*** Opening of Listed records ***
PR #3310, opened 2022-12-06
`IOLocal` micro-optimizations

armanbilge:
All methods can be expressed as a single `IO.Local(state => ...)` op.

### DIFF
--- a/core/shared/src/main/scala/cats/effect/IOLocal.scala
+++ b/core/shared/src/main/scala/cats/effect/IOLocal.scala
@@ -16,6 +16,8 @@
 
 package cats.effect
 
+import scala.collection.immutable.Map
+
 /**
  * [[IOLocal]] provides a handy way of manipulating a context on different scopes.
  *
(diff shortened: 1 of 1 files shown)


core/shared/src/main/scala/cats/effect/IOLocal.scala
```diff
@@ -206,29 +208,32 @@ object IOLocal {
   def apply[A](default: A): IO[IOLocal[A]] =
     IO {
       new IOLocal[A] { self =>
+        private[this] def getOrDefault(state: Map[IOLocal[_], Any]): A =
```
filipwiech: Would it be better to use `IOLocalState` type here, rather than a `Map`? 🙂

armanbilge: Oh, this thing! I didn't realize we had an alias, thanks :)
https://github.com/typelevel/cats-effect/blob/832079aecbbf956fb18f11392cfeec6cdaa52915/core/shared/src/main/scala/cats/effect/package.scala#L82

filipwiech: Wow, your replies are lightning fast. 😄 
Yep, it's used in the `IO.Local`. 👍

filipwiech (approved):
It's an interesting trade-off between an optimization and, for the lack of better word, simplicity (defining a couple of basic operations and implementing the rest through composition). Nevertheless I'd say it looks good, it would be interesting to maybe get some benchmark numbers. 👍

core/shared/src/main/scala/cats/effect/IOLocal.scala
*** Close of Listed records ***
#### [Task goal]
Write out each line of the data that holds the string "package".

#### [Output]
 package cats.effect
https://github.com/typelevel/cats-effect/blob/832079aecbbf956fb18f11392cfeec6cdaa52915/core/shared/src/main/scala/cats/effect/package.scala#L82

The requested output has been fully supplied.